= Beginning of Section =
PR #625, opened 2016-07-23
Fix tools still referencing ProcUtils

palmtenor:
Recent [change](https://github.com/iovisor/bcc/commit/4f88a9401357d7b75e917abd994aa6ea97dda4d3) removed `procstat.py`, but the `tools/argdist.py` and `tools/trace.py` are still referencing it. This Diff moves the only method (`ProcUtils.which()`) that is still being used to those tools.

Also, make `BPF.find_library()` not to call `decode()` on `None`.

### DIFF
--- a/src/python/bcc/__init__.py
+++ b/src/python/bcc/__init__.py
@@ -116,6 +116,35 @@ class BPF(object):
                     raise Exception("Could not find file %s" % filename)
         return filename
 
+    @staticmethod
+    def _find_exe(cls, bin_path):
+        """
+        _find_exe(bin_path)
+
+        Traverses the PATH environment variable, looking for the first
+        directory that contains an executable file named bin_path, and
+        returns the full path to that file, or None if no such file
+        can be found. This is meant to replace invocations of the
+        "which" shell utility, which doesn't have portable semantics
+        for skipping aliases.
+        """
+        # Source: http://stackoverflow.com/a/377028
+        def is_exe(fpath):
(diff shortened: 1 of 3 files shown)


brendangregg:
thanks @palmtenor, that was quick! @goldshtn what do you think? ... I thought I'd fixed argdist, but I see it works for some arguments but not others.

```
# ./argdist.py -C 't:irq:irq_handler_entry():int:tp.irq'
global name 'Perf' is not defined
```

goldshtn:
@brendangregg: That's odd. You moved the `Perf` class to the bcc module, so that should work. Did you update the bcc module before running `argdist`? 

@palmtenor: This duplication of `find_exe` feels a bit hacky. Maybe put it in libbcc?

palmtenor:
Moved the helper function to a common place according to @goldshtn's suggestion:)

goldshtn:
Thanks, looks good (although I would like it even better if it was on the C++ side; but this can be done later). 

Really tiny nitpick -- could you rebase and squash the merge commits please? :-)

markdrayton:
Another nit: can you indent the code in __init__.py with 4 spaces so it matches the rest of the file? Thanks!

palmtenor:
Fixed indentation and commits:)

palmtenor:
Merge commits into one

4ast:
agree with @goldshtn that long term such things we need to have on c++ side, but it can be done later. Thanks!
= End of Section =
Each record needs to be duplicated exactly.

PR #625, opened 2016-07-23
Fix tools still referencing ProcUtils

palmtenor:
Recent [change](https://github.com/iovisor/bcc/commit/4f88a9401357d7b75e917abd994aa6ea97dda4d3) removed `procstat.py`, but the `tools/argdist.py` and `tools/trace.py` are still referencing it. This Diff moves the only method (`ProcUtils.which()`) that is still being used to those tools.

Also, make `BPF.find_library()` not to call `decode()` on `None`.

### DIFF
--- a/src/python/bcc/__init__.py
+++ b/src/python/bcc/__init__.py
@@ -116,6 +116,35 @@ class BPF(object):
                     raise Exception("Could not find file %s" % filename)
         return filename
 
+    @staticmethod
+    def _find_exe(cls, bin_path):
+        """
+        _find_exe(bin_path)
+
+        Traverses the PATH environment variable, looking for the first
+        directory that contains an executable file named bin_path, and
+        returns the full path to that file, or None if no such file
+        can be found. This is meant to replace invocations of the
+        "which" shell utility, which doesn't have portable semantics
+        for skipping aliases.
+        """
+        # Source: http://stackoverflow.com/a/377028
+        def is_exe(fpath):
(diff shortened: 1 of 3 files shown)


brendangregg:
thanks @palmtenor, that was quick! @goldshtn what do you think? ... I thought I'd fixed argdist, but I see it works for some arguments but not others.

```
# ./argdist.py -C 't:irq:irq_handler_entry():int:tp.irq'
global name 'Perf' is not defined
```

goldshtn:
@brendangregg: That's odd. You moved the `Perf` class to the bcc module, so that should work. Did you update the bcc module before running `argdist`? 

@palmtenor: This duplication of `find_exe` feels a bit hacky. Maybe put it in libbcc?

palmtenor:
Moved the helper function to a common place according to @goldshtn's suggestion:)

goldshtn:
Thanks, looks good (although I would like it even better if it was on the C++ side; but this can be done later). 

Really tiny nitpick -- could you rebase and squash the merge commits please? :-)

markdrayton:
Another nit: can you indent the code in __init__.py with 4 spaces so it matches the rest of the file? Thanks!

palmtenor:
Fixed indentation and commits:)

palmtenor:
Merge commits into one

4ast:
agree with @goldshtn that long term such things we need to have on c++ side, but it can be done later. Thanks!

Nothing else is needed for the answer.